The lines below, all of them, should be returned exactly as they appear.

*DATA:*
• • • •

PR #157, opened 2025-05-15
Configurable ALLEGRO ECAL cross-talk coefficients

zwu0922:
BEGINRELEASENOTES

- To be merged only after the PR https://github.com/key4hep/k4geo/pull/458 is complete.
- Update `CreateFCCeeCaloXTalkNeighbours` to allow configurable cross-talk coefficients for the creation of calorimeter cross-talk map.
- Update the test script `runCaloXTalkNeighbours.py` accordingly.

ENDRELEASENOTES


RecFCCeeCalorimeter/tests/options/runCaloXTalkNeighbours.py
```diff
@@ -25,6 +25,10 @@
                                        systemValues=[4],
                                        activeFieldNames=["layer"],
                                        activeVolumesNumbers=[11],
+                                       xtalkCoefRadial=0.7e-2,
+                                       xtalkCoefTheta=*0.2e-2,
```
giovannimarchiori, line 29: typo: *0.2e-2 => 0.2e-2

giovannimarchiori:
Hi @zwu0922 , while you are at it, could you also consider the following changes to this code?
- replace the CELLDEBUGINFO macro with a Gaudi property, so that one does not need to recompile code to enable or disable that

• • • •

*ANSWER TO THIS PROBLEM:*
PR #157, opened 2025-05-15
Configurable ALLEGRO ECAL cross-talk coefficients

zwu0922:
BEGINRELEASENOTES

- To be merged only after the PR https://github.com/key4hep/k4geo/pull/458 is complete.
- Update `CreateFCCeeCaloXTalkNeighbours` to allow configurable cross-talk coefficients for the creation of calorimeter cross-talk map.
- Update the test script `runCaloXTalkNeighbours.py` accordingly.

ENDRELEASENOTES


RecFCCeeCalorimeter/tests/options/runCaloXTalkNeighbours.py
```diff
@@ -25,6 +25,10 @@
                                        systemValues=[4],
                                        activeFieldNames=["layer"],
                                        activeVolumesNumbers=[11],
+                                       xtalkCoefRadial=0.7e-2,
+                                       xtalkCoefTheta=*0.2e-2,
```
giovannimarchiori, line 29: typo: *0.2e-2 => 0.2e-2

giovannimarchiori:
Hi @zwu0922 , while you are at it, could you also consider the following changes to this code?
- replace the CELLDEBUGINFO macro with a Gaudi property, so that one does not need to recompile code to enable or disable that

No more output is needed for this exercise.